DREX: O Fim do Real Digital? Por que o Banco Central Desligou o Projeto que Iria Revolucionar o Dinheiro no Brasil (e o que Vem Agora)
Introdução: A Notícia que Abalou o Mercado de Tecnologia Financeira
Imagine um futuro onde comprar um carro ou um imóvel é tão simples quanto fazer um Pix, sem a necessidade de cartórios, assinaturas em papel e toda a burocracia que conhecemos. Essa era a promessa do DREX, o ambicioso projeto do Banco Central para criar o Real Digital. No entanto, em uma reviravolta surpreendente no início de novembro de 2025, o Banco Central (BC) apertou o botão de “pause” e desligou a plataforma tecnológica que vinha sendo testada, colocando o futuro da moeda digital brasileira em um estado de incerteza. A notícia, que rapidamente se tornou um dos tópicos de tecnologia mais comentados no Brasil, levanta questões cruciais: foi o fim do Real Digital? Por que uma iniciativa tão promissora foi interrompida? E, mais importante, o que acontece agora com a digitalização do nosso dinheiro?
Nesta postagem, vamos mergulhar fundo na ascensão e na queda (temporária?) do DREX. Explicaremos o que era o projeto, os motivos técnicos que levaram à sua suspensão, o valioso legado que ele deixa para o mercado e o que podemos esperar para o futuro das finanças tokenizadas no Brasil. Se você se interessa por tecnologia, finanças e o futuro da economia, continue lendo para entender todos os detalhes por trás dessa decisão que vai impactar a forma como lidamos com o dinheiro nos próximos anos.

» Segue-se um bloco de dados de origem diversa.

PR #5096, opened 2022-02-19
Fix tests on Windows

bsideup:


docs/examples/junit4/generic/src/test/java/org/testcontainers/containers/startupcheck/StartupCheckStrategyTest.java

O que Era o DREX? Muito Além de uma Moeda Digital
Para entender o impacto da decisão do BC, primeiro é preciso compreender que o DREX não era apenas uma “versão digital do Real” ou uma criptomoeda como o Bitcoin. Tratava-se de uma CBDC (Central Bank Digital Currency), ou Moeda Digital de Banco Central. Na prática, isso significa que o DREX seria emitido e garantido pelo próprio Banco Central, mantendo a estabilidade e a segurança da nossa moeda, mas em um ambiente totalmente digital e programável.
A grande revolução do DREX não estava na moeda em si, mas na plataforma por trás dela. A ideia era criar um ecossistema baseado em tecnologia de registro distribuído (DLT, popularmente conhecida como blockchain) que permitiria a tokenização de ativos. Isso significa transformar bens e direitos – como imóveis, veículos, títulos de dívida e até commodities agrícolas – em representações digitais (tokens) que poderiam ser negociados de forma segura, instantânea e automática.

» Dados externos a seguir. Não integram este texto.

PR #3815, opened 2021-02-20
Allow to create a container file from a Transferable (#3814)

thomasdarimont:

Issue #3814, opened 2021-02-20
Allow to create a container file from a Transferable  


thomasdarimont:
```
var contents = Transferable.of(...);
var containerLocation = "/path/to/file";
withCopyFileToContainer(contents, containerLocation)
```

kiview:
Fixed in #3815

PR #5097, opened 2022-02-20
K3sContainer: expose kubeConfig for docker network access

johnathana:
The `getKubeConfigYaml` method has been extended to expose the kubeConfig with a k3s container network alias as server URL. This would enable Kubernetes cluster access from other containers in the docker network.

### DIFF
--- a/modules/k3s/src/main/java/org/testcontainers/k3s/K3sContainer.java
+++ b/modules/k3s/src/main/java/org/testcontainers/k3s/K3sContainer.java
@@ -5,7 +5,6 @@ import com.fasterxml.jackson.databind.ObjectMapper;
 import com.fasterxml.jackson.databind.node.ObjectNode;
 import com.fasterxml.jackson.databind.node.TextNode;
 import com.fasterxml.jackson.dataformat.yaml.YAMLFactory;
-import com.github.dockerjava.api.command.InspectContainerResponse;
 import com.github.dockerjava.api.model.DockerObjectAccessor;
 import lombok.SneakyThrows;
 import org.testcontainers.containers.BindMode;
@@ -18,13 +17,16 @@ import java.util.Map;
 
 public class K3sContainer extends GenericContainer<K3sContainer> {
 
-    private String kubeConfigYaml;
+    public static int KUBE_SECURE_PORT = 6443;
+
+    public static int RANCHER_WEBHOOK_PORT = 8443;
+
 
     public K3sContainer(DockerImageName dockerImageName) {
         super(dockerImageName);
         dockerImageName.assertCompatibleWith(DockerImageName.parse("rancher/k3s"));
 
-        addExposedPorts(6443, 8443);
+        addExposedPorts(KUBE_SECURE_PORT, RANCHER_WEBHOOK_PORT);
         setPrivilegedMode(true);
         withCreateContainerCmdModifier(it -> {
             DockerObjectAccessor.overrideRawValue(
@@ -47,8 +49,8 @@ public class K3sContainer extends GenericContainer<K3sContainer> {
     }
 
     @SneakyThrows
-    @Override
-    protected void containerIsStarted(InspectContainerResponse containerInfo) {
+    public String getKubeConfigYaml(String networkAlias) {
+
         ObjectMapper objectMapper = new ObjectMapper(new YAMLFactory());
 
         ObjectNode rawKubeConfig = copyFileFromContainer(
@@ -61,15 +63,26 @@ public class K3sContainer extends GenericContainer<K3sContainer> {
             throw new IllegalStateException("'/clusters/0/cluster' expected to be an object");
         }
         ObjectNode clusterConfig = (ObjectNode) clusterNode;
-
-        clusterConfig.replace("server", new TextNode("https://" + this.getHost() + ":" + this.getMappedPort(6443)));
+        String serverUrl = resolveServerUrl(networkAlias);
+        clusterConfig.replace("server", new TextNode(serverUrl));
 
         rawKubeConfig.set("current-context", new TextNode("default"));
 
-        kubeConfigYaml = objectMapper.writerWithDefaultPrettyPrinter().writeValueAsString(rawKubeConfig);
+        return objectMapper.writerWithDefaultPrettyPrinter()
+            .writeValueAsString(rawKubeConfig);
     }
 
     public String getKubeConfigYaml() {
-        return kubeConfigYaml;
+        return getKubeConfigYaml(this.getHost());
+    }
+
+    private String resolveServerUrl(String networkAlias) {
+        if (networkAlias.equals(this.getHost())) {
+            return "https://" + this.getHost() + ":" + this.getMappedPort(KUBE_SECURE_PORT);
+        } else if (this.getNetworkAliases().contains(networkAlias)) {
+            return "https://" + networkAlias + ":" + KUBE_SECURE_PORT;
+        } else {
+            throw new IllegalArgumentException(networkAlias + " is not a network alias for k3s container");
+        }
     }
 }
--- a/modules/k3s/src/test/java/org/testcontainers/k3s/KubectlContainerTest.java
+++ b/modules/k3s/src/test/java/org/testcontainers/k3s/KubectlContainerTest.java
@@ -1,0 +1,65 @@
+package org.testcontainers.k3s;
+
+import lombok.extern.slf4j.Slf4j;
+import org.junit.AfterClass;
+import org.junit.BeforeClass;
+import org.junit.Test;
+import org.testcontainers.containers.GenericContainer;
+import org.testcontainers.containers.Network;
+import org.testcontainers.containers.output.WaitingConsumer;
+import org.testcontainers.utility.DockerImageName;
+
+import java.nio.charset.StandardCharsets;
+import java.nio.file.Files;
+import java.nio.file.Path;
+import java.util.concurrent.TimeUnit;
+
+import static org.testcontainers.containers.Network.newNetwork;
+import static org.testcontainers.containers.output.OutputFrame.OutputType.STDOUT;
+
+@Slf4j
+public class KubectlContainerTest {
+
+    public static Network network = newNetwork();
+
+    public static K3sContainer k3s = new K3sContainer(DockerImageName.parse("rancher/k3s:v1.21.3-k3s1"))
+        .withNetwork(network)
+        .withNetworkAliases("k3s");
+
+    @BeforeClass
+    public static void setup() {
+        k3s.start();
+    }
+
+    @AfterClass
+    public static void tearDown() {
+        k3s.stop();
+    }
+
+    @Test
+    public void shouldExposeKubeConfigForNetworkAlias() throws Exception {
+
+        String kubeConfigYaml = k3s.getKubeConfigYaml("k3s");
+
+        Path tempFile = Files.createTempFile(null, null);
+        Files.write(tempFile, kubeConfigYaml.getBytes(StandardCharsets.UTF_8));
+
+        GenericContainer<?> kubectlContainer = new GenericContainer<>(DockerImageName.parse("rancher/kubectl:v1.23.3"))
+            .withNetwork(network)
+            .withFileSystemBind(tempFile.toAbsolutePath().toString(), "/.kube/config")
+            .withCommand("get namespaces");
+
+        kubectlContainer.start();
+
+        WaitingConsumer consumer = new WaitingConsumer();
+        kubectlContainer.followOutput(consumer, STDOUT);
+
+        consumer.waitUntil(frame ->
+            frame.getUtf8String().contains("kube-system"), 30, TimeUnit.SECONDS);
+    }
+
+    @Test(expected = IllegalArgumentException.class)
+    public void shouldThrowAnExceptionForUnknownNetworkAlias() {
+        k3s.getKubeConfigYaml("not-set-network-alias");
+    }
+}


modules/k3s/src/test/java/org/testcontainers/k3s/KubectlContainerTest.java
```diff
@@ -0,0 +1,65 @@
...
+    public void shouldExposeKubeConfigForNetworkAlias() throws Exception {
+
+        String kubeConfigYaml = k3s.getKubeConfigYaml("k3s");
+
+        Path tempFile = Files.createTempFile(null, null);
+        Files.write(tempFile, kubeConfigYaml.getBytes(StandardCharsets.UTF_8));
+
+        GenericContainer<?> kubectlContainer = new GenericContainer<>(DockerImageName.parse("rancher/kubectl:v1.23.3"))
+            .withNetwork(network)
+            .withFileSystemBind(tempFile.toAbsolutePath().toString(), "/.kube/config")
```
kiview, line 49:
```suggestion
            withCopyFileToContainer(MountableFile.forHostPath(tempFile.toAbsolutePath()), "/.kube/config")
```

Using `withFileSystemBind` will fail on certain Docker environments.

kiview (dismissed):

kiview:
Thanks for providing the PR @johnathana. Besides the comment, it looks good to me, but we need someone with more k3s experience (such as @rnorth) to have another look 🙂.

modules/k3s/src/test/java/org/testcontainers/k3s/KubectlContainerTest.java
johnathana: Thanks for your review @kiview. I updated the PR.

modules/k3s/src/test/java/org/testcontainers/k3s/KubectlContainerTest.java
```diff
@@ -0,0 +1,66 @@
...
+
+    @BeforeClass
+    public static void setup() {
+        k3s.start();
+    }
+
+    @AfterClass
+    public static void tearDown() {
+        k3s.stop();
+    }
```
bsideup, line 38: This can be replaced with `@ClassRule`

modules/k3s/src/test/java/org/testcontainers/k3s/KubectlContainerTest.java
```diff
@@ -0,0 +1,66 @@
...
+import java.nio.file.Path;
+import java.util.concurrent.TimeUnit;
+
+import static org.testcontainers.containers.Network.newNetwork;
+import static org.testcontainers.containers.output.OutputFrame.OutputType.STDOUT;
+
+@Slf4j
+public class KubectlContainerTest {
+
+    public static Network network = newNetwork();
```
bsideup, line 24: `Network.SHARED` can be used here

modules/k3s/src/test/java/org/testcontainers/k3s/KubectlContainerTest.java
```diff
@@ -0,0 +1,66 @@
...
+            .withCopyFileToContainer(MountableFile.forHostPath(tempFile.toAbsolutePath()), "/.kube/config")
+            .withCommand("get namespaces");
+
+        kubectlContainer.start();
+
+        WaitingConsumer consumer = new WaitingConsumer();
+        kubectlContainer.followOutput(consumer, STDOUT);
+
+        consumer.waitUntil(frame ->
+            frame.getUtf8String().contains("kube-system"), 30, TimeUnit.SECONDS);
```
bsideup, line 59:
```suggestion
        consumer.waitUntil(frame -> frame.getUtf8String().contains("kube-system"), 30, TimeUnit.SECONDS);
```

modules/k3s/src/test/java/org/testcontainers/k3s/KubectlContainerTest.java
```diff
@@ -0,0 +1,66 @@
...
+
+        String kubeConfigYaml = k3s.getKubeConfigYaml("k3s");
+
+        Path tempFile = Files.createTempFile(null, null);
+        Files.write(tempFile, kubeConfigYaml.getBytes(StandardCharsets.UTF_8));
+
+        GenericContainer<?> kubectlContainer = new GenericContainer<>(DockerImageName.parse("rancher/kubectl:v1.23.3"))
+            .withNetwork(network)
+            .withCopyFileToContainer(MountableFile.forHostPath(tempFile.toAbsolutePath()), "/.kube/config")
+            .withCommand("get namespaces");
```
bsideup, line 51: add `try-with-resources`

modules/k3s/src/test/java/org/testcontainers/k3s/KubectlContainerTest.java
```diff
@@ -0,0 +1,66 @@
...
+import org.testcontainers.utility.DockerImageName;
+import org.testcontainers.utility.MountableFile;
+
+import java.nio.charset.StandardCharsets;
+import java.nio.file.Files;
+import java.nio.file.Path;
+import java.util.concurrent.TimeUnit;
+
+import static org.testcontainers.containers.Network.newNetwork;
+import static org.testcontainers.containers.output.OutputFrame.OutputType.STDOUT;
```
bsideup, line 19: please avoid static method/constant imports

modules/k3s/src/test/java/org/testcontainers/k3s/KubectlContainerTest.java
```diff
@@ -0,0 +1,66 @@
...
+        k3s.start();
+    }
+
+    @AfterClass
+    public static void tearDown() {
+        k3s.stop();
+    }
+
+    @Test
+    public void shouldExposeKubeConfigForNetworkAlias() throws Exception {
```
bsideup, line 41: We can dramatically simplify this test if we set `command` to something like `top`/`sleep infinity` and then use `execInContainer` once container is started (will give access to standard output as the result)

modules/k3s/src/main/java/org/testcontainers/k3s/K3sContainer.java
```diff
@@ -47,8 +49,8 @@ public K3sContainer(DockerImageName dockerImageName) {
     }
 
     @SneakyThrows
-    @Override
-    protected void containerIsStarted(InspectContainerResponse containerInfo) {
+    public String getKubeConfigYaml(String networkAlias) {
```
bsideup, line 52: To avoid confusion, IMO we should rename this method to something that will tell that the returned config is for internal communication, as otherwise someone may call `getKubeConfigYaml("k3s")` and then expect it to work from their machine (in addition to in-network usage)

rnorth: Yeah, my main thought with this PR is the risk of user confusion. This will be, I think, the first time in a module that we're outputting an address which is specifically not usable by the test host machine itself.

I think we need this method to be named to reflect that this returns a kubeconfig that is for use inside of the docker network.

We should also enhance the documentation here - both Javadocs and the `md` docs, so that people can understand when to use this. As @bsideup suggested, including the test into the docs would be a good way to demonstrate it.

modules/k3s/src/test/java/org/testcontainers/k3s/KubectlContainerTest.java
johnathana: I followed the suggestion of @rnorth  with `OneShotStartupCheckStrategy` to simplify the test code.

modules/k3s/src/test/java/org/testcontainers/k3s/KubectlContainerTest.java
```diff
@@ -0,0 +1,54 @@
...
+        .withNetwork(network)
+        .withNetworkAliases("k3s");
+
+    @Test
+    public void shouldExposeKubeConfigForNetworkAlias() throws Exception {
+
+        String kubeConfigYaml = k3s.getKubeConfigYaml("k3s");
+
+        Path tempFile = Files.createTempFile(null, null);
+        Files.write(tempFile, kubeConfigYaml.getBytes(StandardCharsets.UTF_8));
```
rnorth, line 32: Tangential thought for @bsideup, @kiview: it seems an interesting missed opportunity that `withCopyFileToContainer` doesn't have a way to accept a `String/byte[]/Supplier` for the file contents 😂 
Maybe we should add that at some point...

bsideup: Maybe 😂 
https://github.com/testcontainers/testcontainers-java/issues/3814

bsideup: (funny how yesterday was 1 year anniversary of that ticket 😅)

modules/k3s/src/main/java/org/testcontainers/k3s/K3sContainer.java
bsideup: @rnorth BTW how do you feel about changing from `containerIsStarted` to "get file every time"? IMO `getKubeConfigYaml` should return pre-calculated value from `containerIsStarted`, while `generateInternalKubeConfigYaml` (or whatever the name is) can do it on demand (or maybe from the same file, just by changing the host)

modules/k3s/src/test/java/org/testcontainers/k3s/KubectlContainerTest.java
kiview: And there is a corresponding PR 😅 
https://github.com/testcontainers/testcontainers-java/pull/3815

modules/k3s/src/main/java/org/testcontainers/k3s/K3sContainer.java
kiview: I agree that `getKubeConfigYaml` being a side-effect-free simple getter would feel better and be the more intuitive API.

modules/k3s/src/test/java/org/testcontainers/k3s/KubectlContainerTest.java
rnorth: LOL brilliant 😆

modules/k3s/src/main/java/org/testcontainers/k3s/K3sContainer.java
rnorth: Yeah, I think it would be nicer to keep the fetch of the kubeconfig file in `containerIsStarted`. It would make it clearer that the file is effectively immutable rather than something that k3s might be changing over time.

modules/k3s/src/test/java/org/testcontainers/k3s/KubectlContainerTest.java
rnorth: Let's look at #3815 again some time but not let it block this PR.

thomasdarimont: The idea needed 1 year to mature :)

bsideup: FTR the PR stopped at japicmp valid complains about the backward compatibility being broken, so we need to restore it.

modules/k3s/src/main/java/org/testcontainers/k3s/K3sContainer.java
johnathana: I have updated the code. The documentation part is missing, I will include it on another commit.

modules/k3s/src/main/java/org/testcontainers/k3s/K3sContainer.java
```diff
@@ -48,41 +52,57 @@ public K3sContainer(DockerImageName dockerImageName) {
...
+     * @return the kubeConfig yaml.
+     */
+    public String getKubeConfigYaml() {
+        return kubeConfigYaml;
+    }
+
+    /**
+     * Generate a kubernetes client configuration for docker internal network. The kubeConfig can be use by
+     * another docker container running in the same network with k3s container. For host network access use
+     * the {@link #getKubeConfigYaml()} method instead.
```
rnorth, line 76: Some slight wording tweaks:
```suggestion
     * Generate a kubernetes client configuration for use on a docker internal network. The kubeConfig can be used by
     * another docker container running in the same network as the k3s container. For access from the host, use
     * the {@link #getKubeConfigYaml()} method instead.
```

modules/k3s/src/main/java/org/testcontainers/k3s/K3sContainer.java
```diff
@@ -48,41 +52,57 @@ public K3sContainer(DockerImageName dockerImageName) {
...
+    protected void containerIsStarted(InspectContainerResponse containerInfo) {
+        String rawKubeConfig = copyFileFromContainer("/etc/rancher/k3s/k3s.yaml",
+            is -> IOUtils.toString(is, StandardCharsets.UTF_8)
+        );
+        String serverUrl = "https://" + this.getHost() + ":" + this.getMappedPort(KUBE_SECURE_PORT);
+        kubeConfigYaml = kubeConfigWithServerUrl(rawKubeConfig, serverUrl);
+    }
+
+    /**
+     * Return the kubernetes client configuration to access cluster from host machine.
```
rnorth, line 65:
```suggestion
     * Return the kubernetes client configuration to access k3s from the host machine.
```

rnorth (commented):
This is a nice PR - have just suggested a couple of trivial wording tweaks but am otherwise pretty happy with it.

bsideup (approved):
👍

modules/k3s/src/test/java/org/testcontainers/k3s/KubectlContainerTest.java
bsideup: added `withCopyToContainer(Transferable, String)` usage :) Will merge once CI is green

kiview (approved):

kiview:
Merged, thanks a lot for your contribution @johnathana 🙌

Imagine o seguinte cenário que o DREX possibilitaria:
Você decide comprar um carro usado. Em vez de ir ao banco, transferir o dinheiro, ir ao cartório, reconhecer firma e esperar dias pela transferência do documento, todo o processo ocorreria em segundos através de um contrato inteligente (smart contract). Ao transferir o valor em DREX para o vendedor, a propriedade do token do veículo seria automaticamente transferida para a sua carteira digital, sem intermediários, sem burocracia e com validade jurídica. Essa era a grande promessa: um “Pix dos serviços financeiros”, agilizando e barateando transações complexas.

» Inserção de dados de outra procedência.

PR #5099, opened 2022-02-21
Elasticsearch: Ensure Elasticsearch 8 works OOTB secure as default

### LINKED ISSUE #5048: Supporting Elasticsearch 8.0 and its secure by default mode
With the release of Elasticsearch 8.0 a major change has been done to provide a secure implementation by default - namely enabling TLS by default as well as requiring user/password authentication. As this is the supposed mode of operation in production I think it would be great to provide the same experience within integration tests.

There are a couple of caveats though and before doing any PRs I'd appreciate some guidance. So, let's get started with what works and how.

I have a test up and running that initializes like this

```java
private static final ElasticsearchContainer container =
            new ElasticsearchContainer("docker.elastic.co/elasticsearch/elasticsearch:8.0.0")
                    .withExposedPorts(9200)
                    .withPassword("s3cret");
```

This is the container and HTTP client setup

```java
      // this is required because the wait strategy uses HttpsURLConnection and does not yet
      // know about the certificate to be copied out of the container, see below
      HttpsURLConnection.setDefaultSSLSocketFactory(SslUtils.trustAllContext().getSocketFactory());

      // remove from environment to have TLS enabled
      container.getEnvMap().remove("xpack.security.enabled");

      // custom wait strategy for tls and basic auth
      container.setWaitStrategy(new HttpWaitStrategy()
              .forPort(9200)
              .usingTls()
              .forStatusCode(HTTP_OK)
              .forStatusCode(HTTP_UNAUTHORIZED)
              .withBasicCredentials("elastic", "secr3t")
              .withStartupTimeout(Duration.ofMinutes(2)));
      container.start();
```

The Elasticsearch Client setup looks like this and requires extracting the self signed certificate out of the docker container

```java
        // extract the ca cert from the running instance
        byte[] certAsBytes = container.copyFileFromContainer("/usr/share/elasticsearch/config/certs/http_ca.crt", InputStream::readAllBytes);

        HttpHost host = new HttpHost("localhost", container.getMappedPort(9200), "https");
        final CredentialsProvider credentialsProvider = new BasicCredentialsProvider();
        credentialsProvider.setCredentials(AuthScope.ANY, new UsernamePasswordCredentials("elastic", "s3cret"));
        final RestClientBuilder builder = RestClient.builder(host);

        builder.setHttpClientConfigCallback(clientBuilder -> {
            clientBuilder.setSSLContext(SslUtils.createContextFromCaCert(certAsBytes));
            clientBuilder.setDefaultCredentialsProvider(credentialsProvider);
            return clientBuilder;
        });
```

Let's cover the issues with this and how to resolve it:

First, `ElasticsearchContainer.withPassword()` sets `xpack.security.enabled` - this should probably be done with a specific method, as I need to explicitely remove it from the environment to make sure TLS is enabled. I think it makes to have proper methods to enable/disable TLS plus some checks if this is running against an 8.0 release in order to keep BWC compatibility?

Second, the wait strategy uses `HttpsURLConnection`, which at the point of its first run, has no access on the generated cert of the docker container. I do not consider a trust all cert manager a valid solution here, so the question is, whether it makes sense to have a custom wait strategy that extracts the cert from the docker container as well, and cleans up the UrlConnection to use the default ssl socket factory after the test. This would still mean that there might be issue with parallel running tests that may be setting this as well. Maybe you have a better idea to work around that.

Any help and guidance much appreciated!

spinscale:
Since Elasticsearch 8.0 the default is to enable security, meaning TLS
and authentication.

This adds a check for Elasticsearch 8.0 to change the default behaviour
to properly support this change, but you can still run Elasticsearch
with security features disabled, if you want.

Closes #5048

Several things to discuss here that I am happy to change:

First I tried not to change behaviour for releases before 8.0 - neither when checking if Elasticsearch is ready, nor when changing options. This is merely to not break any existing applications and tests when upgrading.

Also, generating the `SSLContext` could something to be done outside of the application but I consider this a super common thing to do once Elasticsearch starts up as you need to have a custom SSL context due to the self signed certificate.

Happy to get any feedback - also if you don't think this is a viable thing to do 😀


modules/elasticsearch/src/main/java/org/testcontainers/elasticsearch/ElasticsearchContainer.java
```diff
@@ -65,23 +88,71 @@ public ElasticsearchContainer(final DockerImageName dockerImageName) {
...
         logger().info("Starting an elasticsearch container using [{}]", dockerImageName);
         withNetworkAliases("elasticsearch-" + Base58.randomString(6));
         withEnv("discovery.type", "single-node");
         addExposedPorts(ELASTICSEARCH_DEFAULT_PORT, ELASTICSEARCH_DEFAULT_TCP_PORT);
-        setWaitStrategy(new HttpWaitStrategy()
-            .forPort(ELASTICSEARCH_DEFAULT_PORT)
-            .forStatusCodeMatching(response -> response == HTTP_OK || response == HTTP_UNAUTHORIZED)
-            .withStartupTimeout(Duration.ofMinutes(2)));
+        this.isAtLeastMajorVersion8 = VERSION_PATTERN.matcher(dockerImageName.getVersionPart()).matches();
+        if (isAtLeastMajorVersion8) {
```
kiview, line 98: Please use `org.testcontainers.utility.ComparableVersion` instead.

modules/elasticsearch/src/main/java/org/testcontainers/elasticsearch/ElasticsearchContainer.java
```diff
@@ -65,23 +88,71 @@ public ElasticsearchContainer(final DockerImageName dockerImageName) {
...
+            }
+        }
+    }
+
+    /**
+     * If this is running above Elasticsearch 8, the probably self signed CA cert will be extracted
+     *
+     * @return byte array optional containing the CA cert extracted from the docker container
+     */
+    public Optional<byte[]> caCertAsBytes() {
```
kiview, line 128: Since we also have `createSslContextFromCa()`, for which use cases would we need this API?

modules/elasticsearch/src/main/java/org/testcontainers/elasticsearch/ElasticsearchContainer.java
```diff
@@ -65,23 +88,71 @@ public ElasticsearchContainer(final DockerImageName dockerImageName) {
...
+            // the log message wait strategy, as there will be a single JSON encoded message
+            // marking the node as started
+            setWaitStrategy(new LogMessageWaitStrategy().withRegEx(".*\"message\":\"started\".*"));
+            withPassword(ELASTICSEARCH_DEFAULT_PASSWORD);
+        } else {
+            setWaitStrategy(new HttpWaitStrategy()
+                .forPort(ELASTICSEARCH_DEFAULT_PORT)
+                .forStatusCodeMatching(response -> response == HTTP_OK || response == HTTP_UNAUTHORIZED)
+                .withStartupTimeout(Duration.ofMinutes(2)));
+        }
```
kiview, line 110: I wonder if we really need to keep this wait strategy, or if operating on the log message assumption is good enough in all cases.

modules/elasticsearch/src/test/java/org/testcontainers/elasticsearch/ElasticsearchContainerTest.java
```diff
@@ -249,6 +250,33 @@ public void incompatibleSettingsTest() {
...
+                    httpClientBuilder.setSSLContext(container.createSslContextFromCa());
+                    return httpClientBuilder;
+                })
+                .build();
+
+            Response response = client.performRequest(new Request("GET", "/_cluster/health"));
+            // }}
+            assertThat(response.getStatusLine().getStatusCode(), is(200));
+            assertThat(EntityUtils.toString(response.getEntity()), containsString("cluster_name"));
+            // httpClientSecuredContainer {{
```
kiview, line 276: Did you want to extend the docs with those includes?

kiview (changes requested):
Thanks for providing this PR 🙂 

I was also thinking about the topics you mentioned in your description and commented accordingly in the review.

@dadoonet do you have an opinion on which wait strategy to use for each Elasticsearch version? Would we be fine to depend on `LogMessageWaitStrategy` across all supported versions? This would simplify a bit of the logic and we would not need to differentiate between versions here. 

The question of whether we need `createSslContextFromCa` as part of the API or just in the docs is also a very valid one. It seems substantially easier for users, as we see from your tests, so I am inclined to add it to the API. WDYT @rnorth @bsideup?

dadoonet:
> @dadoonet do you have an opinion on which wait strategy to use for each Elasticsearch version? Would we be fine to depend on `LogMessageWaitStrategy` across all supported versions? This would simplify a bit of the logic and we would not need to differentiate between versions here.

I would prefer that we have a new `HttpsWaitStrategy(SSLContext - or something)` class which can allow an option to bypass the certificate check (if the certificate is not provided for example). 
I'm not expert in the security part so I don't know if this makes sense ;) 

I agree that we could depend on `LogMessageWaitStrategy` only but one of the problem I can see is that the log format has changed in 8.0 as it's using json now I think where it was using plain text in the previous versions. Not a big deal though...

modules/elasticsearch/src/main/java/org/testcontainers/elasticsearch/ElasticsearchContainer.java
spinscale: done

modules/elasticsearch/src/main/java/org/testcontainers/elasticsearch/ElasticsearchContainer.java
spinscale: As you can never guess which alternative SSL implementations folks use under java (i.e. tink), I figured that it may make sense to just provide the cert as a byte array, so folks could use that if needed

modules/elasticsearch/src/main/java/org/testcontainers/elasticsearch/ElasticsearchContainer.java
spinscale: Changed this to a regex strategy, that takes different JSON from 7,x into account as well as text logging in 6.x releases... does that sound good?

modules/elasticsearch/src/test/java/org/testcontainers/elasticsearch/ElasticsearchContainerTest.java
spinscale: no, removed

modules/elasticsearch/src/main/java/org/testcontainers/elasticsearch/ElasticsearchContainer.java
dadoonet: IMHO that's very good 😊

modules/elasticsearch/src/main/java/org/testcontainers/elasticsearch/ElasticsearchContainer.java
```diff
@@ -65,23 +80,67 @@ public ElasticsearchContainer(final DockerImageName dockerImageName) {
...
+        if (isAtLeastMajorVersion8) {
+            byte[] bytes = copyFileFromContainer("/usr/share/elasticsearch/config/certs/http_ca.crt", IOUtils::toByteArray);
+            if (bytes.length > 0) {
+                this.caCertAsBytes = Optional.of(bytes);
+            }
+        }
+    }
+
+    /**
+     * If this is running above Elasticsearch 8, the probably self signed CA cert will be extracted
```
kiview, line 112:
```suggestion
     * If this is running above Elasticsearch 8, this will return the probably self-signed CA cert that has been extracted
```
Just to clarify, this is a simple getter and does not trigger the extraction itself.

kiview (approved):
I think it's great that we switched to `LogMessageWaitStrategy` now and `createSslContextFromCa` is also very convenient for users, thanks!

kiview:
The Netlify failures can be ignored, they originate from:
https://github.com/testcontainers/testcontainers-java/pull/5186

bsideup (approved):
🎉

O projeto, iniciado há quatro anos, contava com a participação de gigantes do setor financeiro e tecnológico, como Itaú, Bradesco, Nubank, Microsoft, Google e Visa, todos colaborando para testar e desenvolver soluções para o ecossistema do Real Digital.
A Reviravolta: Por que o Banco Central Desligou a Plataforma?
A decisão de desligar a plataforma do DREX, comunicada em uma reunião no dia 4 de novembro de 2025, pegou muitos de surpresa, mas sinais técnicos já apontavam para dificuldades. Segundo fontes que participaram do projeto e reportagens de veículos como a Forbes Brasil, a suspensão não foi por um capricho, mas por problemas técnicos graves na arquitetura escolhida.
Os principais motivos foram:
- Insegurança e Falta de Privacidade: A tecnologia testada, baseada no Hyperledger Besu (uma implementação da Ethereum Virtual Machine – EVM), não atingiu os rigorosos padrões de segurança e privacidade exigidos pelo Banco Central para uma plataforma que movimentaria a economia do país. Questões sobre como garantir o sigilo das transações sem comprometer a rastreabilidade para fins de combate à lavagem de dinheiro se mostraram um desafio complexo.
- Alto Custo Operacional: Manter uma rede blockchain com a robustez necessária para o sistema financeiro nacional se provou excessivamente caro com a tecnologia atual.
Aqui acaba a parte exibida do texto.